It’s an odd exchange within an odd film, and one that makes relatively little sense in the context of the story being told. however, it feels like a very revealing exchange in terms of the logic underlying Happy Death Day 2 U. The original Happy Death Day was a cinematic highlight of 2017. Somewhat (and fairly) overshadowed by Get Out, the original film was a playful and self-aware slasher movie hybrid which worked as both a charming example of the genre and broad critique of the exhausting and repetitive nature of such films.

Masking his intentions.

Happy Death Day was the story of a young woman who finds herself trapped reliving the same day over and over, facing a masked serial killer and getting murdered in a variety of inventive ways before resetting to do it all over again.
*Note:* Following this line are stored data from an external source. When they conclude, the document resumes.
PR #3209, opened 2026-08-11
feat(studio): select automation points with a box, and stop them crossing

vanceingalls:
Box-select over a lane, and a guard that stops dragged points crossing their neighbours.

This also consolidates five separate gesture hooks into one — `useAutomationEdgeStretch` is deleted and folded into `useAutomationLaneGestures`, which is why the diff shows 530 deleted lines against 931 added code lines.


miga-heygen (commented):
Solid consolidation — five gesture hooks folded into one with no lost behavior. The crossing guard, box-select geometry, and store sync are all well-tested.

**Crossing guard is correct.** Single-point drags use `MIN_POINT_GAP_SEC` clamping against neighbours. Group drags compute `gapTo(-1)` / `gapTo(1)` to determine available travel in each direction, and the clamp correctly handles the case where existing points are already closer than the gap minimum (returns 0, preventing further closing but allowing separation). Boundary clamping at `[0, duration]` is applied independently.

**Box-select geometry is clean.** Endpoint-inclusive on both axes, same rule for rendering, deletion, and group drag initiation. The `indices.length > 1` threshold correctly falls through to single-point drag when a box contains exactly one point.

**Gesture consolidation preserves all behaviors.** Edge-stretch was the only gesture with a distinct `pointercancel` path (revert). The new code commits on cancel, using undo as the escape — same behavior the single-point drag already had. The "stretches the same edge twice" test from #3207 is deleted because the feature itself (edge-stretch) is absorbed.

**One consistency note (non-blocking):** The group-drag shift-axis lock recomputes the axis from scratch on every pointermove, while the single-point path locks it on first travel via a persistent `shiftAxis` ref. Near the diagonal, the group path could flip axes between moves. Since `dt`/`dv` are measured from the gesture's original anchor (not deltas), this won't accumulate errors, but it would feel inconsistent with single-point behavior. The test passes because its pointer path is unambiguously sideways. Consider sharing the `shiftAxis` ref for consistency.

**Lane height increase** from 48px to 72px is a 50% user-facing layout change — worth a release note.

**`automationStoreSync`** correctly converts `getAttribute` null to undefined, matching `TimelineElement` optionality. The "keeps the same array when nothing changed" test pins referential stability.

No blocking issues. LGTM.

_Review by Miga_

miguel-heygen (changes requested):
Additive exact-head review at `eff0cdea`. Miga covered the new box-selection, crossing clamps, store sync, and group-axis consistency note. One blocker remains in the stacked-feature contract.

**blocker — #3209 deletes #3207 edge-stretch instead of folding it into the unified hook.** The PR body says `useAutomationEdgeStretch` is “deleted and folded into `useAutomationLaneGestures`,” but `useAutomationLaneGestures.ts:234-506` only arms/moves box selection, point/group drag, and segment bend; there is no edge hit-test, arm/move/finish path, or retime transform. `TimelineAutomationLane.tsx:333-344` likewise has no resize cursor/edge gesture and routes `pointercancel` directly to ordinary `endDrag`. `automationLaneSelection.ts:58-97` no longer exports `retimeRange`. The commit also deletes every #3207 stretch regression, including repeat-stretch, snapshot anti-compounding, clamp, and cancel-revert tests.

Because #3209 is stacked on #3208/#3207, merging the stack would ship #3207 and then silently remove its user-facing retime/edge-stretch feature. Restore that behavior inside the consolidated hook (including the #3207 regressions), or restructure the stack so #3209 does not revert it.

Exact head is otherwise open, mergeable/CLEAN, and terminal green; green CI cannot cover a deleted feature whose tests were deleted with it.

**Verdict:** REQUEST CHANGES
**Reasoning:** The stated consolidation drops a feature introduced two PRs downstack, violating the stack contract and removing its regression coverage.

— Magi

PR #3210, opened 2026-08-11
feat(studio): show every automated knob at the playhead

vanceingalls:
An automated parameter has two values: the number in the chain, which is only the seed a lane replaced, and the number the envelope is on right now. The second is the true one, and a rack showing the first reads as broken during playback — the carve is visibly working and the readouts do not move.

Sampled while paused too, because a scrub has a playhead and the envelope has a value there.


miga-heygen (commented):
Live readouts are a real improvement — showing the envelope value at the playhead instead of the seed makes the rack match what the user hears. Carve module grouping and auto-apply are clean restructurings.

**Stack imports (`syncStoredAutomationFromPreview`, `sampleAutomationLane`, `pointInSelection`)** — these are imported from earlier PRs in the stack (#3207-#3209). Verified that the stack base provides them. Not an issue for stacked PRs.

**Performance observation (non-blocking):** `liveAutomationValues` creates a new `Map` identity on every render via the IIFE. During playback, `useLivePlayheadTime` drives ~30 re-renders/sec. The new map reference cascades through the 6-7 level prop chain (`FxSection` → `FxCarveModule` → `FxCarveMember` → `FxNodeRow` → `FxNodeParams` → `FxParams` → `FxParamRow`). Consider `useMemo` keyed on `playhead` + `automation.lanes` + `chain` to avoid re-renders when sampled values haven't changed. Same applies to the `carvedAgainstBy` IIFE that calls `querySelectorAll('[data-fx-carve]')` on every render.

**`setAttributeWhileDragging` applies `previewOnly` to all `onSetAttributeLive` consumers** — the PR asserts every consumer previews-on-move and commits-on-release. This is a contract that isn't enforced by the type system, so any new consumer calling `onSetAttributeLive` as its only write path would silently lose writes. Worth a comment on the contract.

**Delete rework (non-blocking):** The switch from anchor-pinning (`replaceRange` with `inner: []`) to point-removal (`pointInSelection` filter) is cleaner. Tests verify endpoint-inclusive behavior (t=2 and t=4 removed). `pointInSelection` itself isn't in this diff but is from #3209 in the stack.

**`paramValueWidthCh` edge case:** `Math.floor(Math.abs(-0.5))` = 0, giving 0 integer digits for parameters with range [-0.5, 0.5]. The formatted value "-0.50" has 1 digit before the decimal. Latent but may not apply to current audio FX parameters.

LGTM — no blocking issues.

_Review by Miga_

miguel-heygen (dismissed):
Additive to @miga-heygen at exact head `72fbcb8d425143202af5f3aacd956fc5cc05e508`.

**Audited:** `useLivePlayheadTime.ts` end-to-end; the live-value flow through `propertyPanelAudioFxGroup.tsx:130-139` and `propertyPanelFxSection.tsx`; the paused/playback/edge-value coverage in `propertyPanelAudioFxGroup.test.tsx:848-970`; and the preview-only drag/persist-on-release boundary in `StudioRightPanel.tsx` + `useDomEditAttributeCommits.ts`.

**Trusting:** the broader carve-analysis/module restructuring and the remaining 18-file stacked diff, after checking its integration points and relying on Miga's independent read. CI has no required contexts configured on this stack branch; every exact-head check-run that did execute is terminal success/skipped, and GitHub reports `CLEAN` / mergeable.

The clock split is correct: paused reads use store time, playback follows `liveTime` at a bounded 33 ms cadence, and cleanup unsubscribes plus clears the pending timer. The regressions distinguish stored seeds from sampled automation values, cover paused scrub and live playback, pin off-clip edge holding, and verify hand-built FX sliders move too. The preview-only pointermove path also preserves a single persisted release/undo boundary.

*Non-blocking:* I agree with Miga's Map-identity and repeated `querySelectorAll` performance note. It is worth memoizing/following up, but it does not change the sampled values or persistence contract.

— Magi

**Verdict:** APPROVE
**Reasoning:** The live-readout clock, value propagation, cleanup, and gesture persistence contracts are correct and regression-covered at the exact head; the remaining concern is bounded performance follow-up, not a ship blocker.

Within that premise was a clear critique of horror franchise formulas that tended to trap protagonists within these familiar frameworks over and over and over again. In that context, Happy Death Day 2 U seems almost redundant. Tree has already lived the same story twelve times. What could a sequel possibly add, beyond some dollars to the bottom line?

It is to the credit of Happy Death Day 2 U that the film inherently and intrinsically understands this. Happy Death Day 2 U is a messy and awkward film, but it is crystal clear in at least one respect. Happy Death Day 2 U knows exactly what sort of film it doesn’t want to be. Unfortunately, it never seems entirely certain of the film that it does want to be.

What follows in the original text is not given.